TRY IT: Output the records that follow, with every character intact.

PROVIDED RECORDS:

PR #82, opened 2024-02-25
Allow send SIGUSR1 to unlock

### LINKED ISSUE #16: Unlock command.
There should be an unlock command to avoid red screen of death.
What I mean to say is in `swaylock`
if I do `killall -q -s SIGUSR1 swaylock` it unlocks it without giving the red screen of death.
I can add that to idle's `unlock_cmd` and then `loginctl unlock-session` should unlock it.

Makes it easier to unlock the device if connected to kdeconnect.
would be nice if something like `hyprlock unlock` is introduced or `killall -q -s <SIGNAL> hyprlock`

singer233:
Fix #16 .As title said this allow user to send SIGUSR1 to hyprlock process to unlock it.  hopefully it went well.
and sorry for my bad English

### DIFF
--- a/src/core/hyprlock.cpp
+++ b/src/core/hyprlock.cpp
@@ -43,12 +43,7 @@ inline const wl_seat_listener seatListener = {
 };
 
 // end wl_seat
-static void handleUnlockSignal(int sigNum){
-    if (sigNum==SIGUSR1){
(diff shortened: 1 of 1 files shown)


vaxerski (approved):

vaxerski:
thanks!

PR #138, opened 2020-09-03
Update Ada-Fuse to version 1.0.1

NicolaiRuckel:
I tried to update the Alire configuration to the new format.


NicolaiRuckel:
If I understand the error message correctly, I should merge it into `devel-0.4`, which I did in #139.

mosteo:
Thanks, the default branch was still configured to be `devel-0.3` but indeed is now `devel-0.4`.

I'll check what's the problem over there, thanks for the contribution.

PR #148, opened 2020-09-07
Detect make from version output

mosteo:
This way it is available even in platforms without package manager (macOS).

This was the original reason it was defined like this, that I forgot. We can have both external definitions and the system installer will get called when needed.

### DIFF
--- a/index/ma/make/make-external.toml
+++ b/index/ma/make/make-external.toml
@@ -6,5 +6,9 @@ maintainers-logins = ["mosteo"]
 
 [[external]]
 kind = "system"
-[external.origin."case(distribution)"]
-"..." = ["make"]
+origin = ["make"]
+
+[[external]]
+kind = "version-output"
+version-command = [ "make", "--version" ]
+version-regexp = ".*Make ([\\d\\.]+).*"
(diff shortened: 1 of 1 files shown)


index/ma/make/make-external.toml
```diff
@@ -6,5 +6,9 @@ maintainers-logins = ["mosteo"]
 
 [[external]]
 kind = "system"
-[external.origin."case(distribution)"]
-"..." = ["make"]
+origin = ["make"]
+
```
Fabien-Chouteau, line 10: Does it mean that it won't be installed from the distrib anymore?

mosteo: No, that is just a shorter way of expressing the same. We don't need the case if we were assigning the same value to a single `'...'` alternative, as in practice that's assigning explicitly the same value to all case alternatives.

Fabien-Chouteau: Ah OK, I see it now.

Since external origins come from distrib package the previous was more explicit and readable to me.

Fabien-Chouteau (dismissed):

index/ma/make/make-external.toml
mosteo: I see, I'll put that back.

PR #151, opened 2020-09-17
samd51_hal 0.2.0

Fabien-Chouteau:


Fabien-Chouteau:
The build is not going to work because this is an embedded ARM project.

mosteo:
> The build is not going to work because this is an embedded ARM project.

Should we do something already about this kind of projects, or we leave this for the future? Impromptu ideas:

- Add dependencies on the cross-compiler
- Add a test action that succeeds and emits an informative message (although the CI script still doesn't use those #alire-project/alire#532)

Fabien-Chouteau:
In this instance, having the GNAT community arm-elf cross compiler installed would fix the build.
It is not available on macOS though.

mosteo:
> In this instance, having the GNAT community arm-elf cross compiler installed would fix the build.
> It is not available on macOS though.

So, IIUC, we could have a system crate for `gnat_arm_eabi` that detected the `arm-eabi-gnat` executable (I think that's the one?), and everything would work as expected in regard to Alire dependencies (there would be missing externals and this crate would be reported as unavailable, unless the compiler is installed).

As a separate issue, we could have an image with cross-compilers for testing, but rn I would simply add the dependency here.

mosteo:
I can take a stab at it, if you prefer.

Fabien-Chouteau:
> So, IIUC, we could have a system crate for `gnat_arm_eabi` that detected the `arm-eabi-gnat` executable (I think that's the one?), and everything would work as expected in regard to Alire dependencies (there would be missing externals and this crate would be reported as unavailable, unless the compiler is installed).

Toolchain handling in Alire is an interesting topic but we should keep it for after the first release IMO. 

> As a separate issue, we could have an image with cross-compilers for testing, but rn I would simply add the dependency here.

What do you mean here?

mosteo:
> What do you mean here?

Having a definition like in [this additional commit](https://github.com/alire-project/alire-index/compare/samd51_hal-0.2.0...mosteo:cross-example).

Fabien-Chouteau:
> Having a definition like in [this additional commit](https://github.com/alire-project/alire-index/compare/samd51_hal-0.2.0...mosteo:cross-example).

I think we should wait until we have a good toolchain handling.

mosteo:
OK then

PR #164, opened 2020-10-02
Various crates extracted from Ada Drivers Library

Fabien-Chouteau:


Fabien-Chouteau:
Again most are arm-elf crates and will not build in the checks.

mosteo (approved):

PR #165, opened 2020-10-03
Add AXMPP crate

reznikmm:


index/ax/axmpp/axmpp-1.0.0.toml
```diff
@@ -0,0 +1,61 @@
+##############################################################################
```
Fabien-Chouteau: Why put a license header here @reznikmm?

The license and authors are already defined in the manifest.

Fabien-Chouteau (changes requested):

index/ax/axmpp/axmpp-1.0.0.toml
reznikmm: I saw every file in that repository has a license header (even Makefile). I think the author did this intentionally. I'll ask him.

reznikmm: @Fabien-Chouteau I've dropped the header.

Fabien-Chouteau (approved):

RESPONSE BELOW:
PR #82, opened 2024-02-25
Allow send SIGUSR1 to unlock

### LINKED ISSUE #16: Unlock command.
There should be an unlock command to avoid red screen of death.
What I mean to say is in `swaylock`
if I do `killall -q -s SIGUSR1 swaylock` it unlocks it without giving the red screen of death.
I can add that to idle's `unlock_cmd` and then `loginctl unlock-session` should unlock it.

Makes it easier to unlock the device if connected to kdeconnect.
would be nice if something like `hyprlock unlock` is introduced or `killall -q -s <SIGNAL> hyprlock`

singer233:
Fix #16 .As title said this allow user to send SIGUSR1 to hyprlock process to unlock it.  hopefully it went well.
and sorry for my bad English

### DIFF
--- a/src/core/hyprlock.cpp
+++ b/src/core/hyprlock.cpp
@@ -43,12 +43,7 @@ inline const wl_seat_listener seatListener = {
 };
 
 // end wl_seat
-static void handleUnlockSignal(int sigNum){
-    if (sigNum==SIGUSR1){
(diff shortened: 1 of 1 files shown)


vaxerski (approved):

vaxerski:
thanks!

PR #138, opened 2020-09-03
Update Ada-Fuse to version 1.0.1

NicolaiRuckel:
I tried to update the Alire configuration to the new format.


NicolaiRuckel:
If I understand the error message correctly, I should merge it into `devel-0.4`, which I did in #139.

mosteo:
Thanks, the default branch was still configured to be `devel-0.3` but indeed is now `devel-0.4`.

I'll check what's the problem over there, thanks for the contribution.

PR #148, opened 2020-09-07
Detect make from version output

mosteo:
This way it is available even in platforms without package manager (macOS).

This was the original reason it was defined like this, that I forgot. We can have both external definitions and the system installer will get called when needed.

### DIFF
--- a/index/ma/make/make-external.toml
+++ b/index/ma/make/make-external.toml
@@ -6,5 +6,9 @@ maintainers-logins = ["mosteo"]
 
 [[external]]
 kind = "system"
-[external.origin."case(distribution)"]
-"..." = ["make"]
+origin = ["make"]
+
+[[external]]
+kind = "version-output"
+version-command = [ "make", "--version" ]
+version-regexp = ".*Make ([\\d\\.]+).*"
(diff shortened: 1 of 1 files shown)


index/ma/make/make-external.toml
```diff
@@ -6,5 +6,9 @@ maintainers-logins = ["mosteo"]
 
 [[external]]
 kind = "system"
-[external.origin."case(distribution)"]
-"..." = ["make"]
+origin = ["make"]
+
```
Fabien-Chouteau, line 10: Does it mean that it won't be installed from the distrib anymore?

mosteo: No, that is just a shorter way of expressing the same. We don't need the case if we were assigning the same value to a single `'...'` alternative, as in practice that's assigning explicitly the same value to all case alternatives.

Fabien-Chouteau: Ah OK, I see it now.

Since external origins come from distrib package the previous was more explicit and readable to me.

Fabien-Chouteau (dismissed):

index/ma/make/make-external.toml
mosteo: I see, I'll put that back.

PR #151, opened 2020-09-17
samd51_hal 0.2.0

Fabien-Chouteau:


Fabien-Chouteau:
The build is not going to work because this is an embedded ARM project.

mosteo:
> The build is not going to work because this is an embedded ARM project.

Should we do something already about this kind of projects, or we leave this for the future? Impromptu ideas:

- Add dependencies on the cross-compiler
- Add a test action that succeeds and emits an informative message (although the CI script still doesn't use those #alire-project/alire#532)

Fabien-Chouteau:
In this instance, having the GNAT community arm-elf cross compiler installed would fix the build.
It is not available on macOS though.

mosteo:
> In this instance, having the GNAT community arm-elf cross compiler installed would fix the build.
> It is not available on macOS though.

So, IIUC, we could have a system crate for `gnat_arm_eabi` that detected the `arm-eabi-gnat` executable (I think that's the one?), and everything would work as expected in regard to Alire dependencies (there would be missing externals and this crate would be reported as unavailable, unless the compiler is installed).

As a separate issue, we could have an image with cross-compilers for testing, but rn I would simply add the dependency here.

mosteo:
I can take a stab at it, if you prefer.

Fabien-Chouteau:
> So, IIUC, we could have a system crate for `gnat_arm_eabi` that detected the `arm-eabi-gnat` executable (I think that's the one?), and everything would work as expected in regard to Alire dependencies (there would be missing externals and this crate would be reported as unavailable, unless the compiler is installed).

Toolchain handling in Alire is an interesting topic but we should keep it for after the first release IMO. 

> As a separate issue, we could have an image with cross-compilers for testing, but rn I would simply add the dependency here.

What do you mean here?

mosteo:
> What do you mean here?

Having a definition like in [this additional commit](https://github.com/alire-project/alire-index/compare/samd51_hal-0.2.0...mosteo:cross-example).

Fabien-Chouteau:
> Having a definition like in [this additional commit](https://github.com/alire-project/alire-index/compare/samd51_hal-0.2.0...mosteo:cross-example).

I think we should wait until we have a good toolchain handling.

mosteo:
OK then

PR #164, opened 2020-10-02
Various crates extracted from Ada Drivers Library

Fabien-Chouteau:


Fabien-Chouteau:
Again most are arm-elf crates and will not build in the checks.

mosteo (approved):

PR #165, opened 2020-10-03
Add AXMPP crate

reznikmm:


index/ax/axmpp/axmpp-1.0.0.toml
```diff
@@ -0,0 +1,61 @@
+##############################################################################
```
Fabien-Chouteau: Why put a license header here @reznikmm?

The license and authors are already defined in the manifest.

Fabien-Chouteau (changes requested):

index/ax/axmpp/axmpp-1.0.0.toml
reznikmm: I saw every file in that repository has a license header (even Makefile). I think the author did this intentionally. I'll ask him.

reznikmm: @Fabien-Chouteau I've dropped the header.

Fabien-Chouteau (approved):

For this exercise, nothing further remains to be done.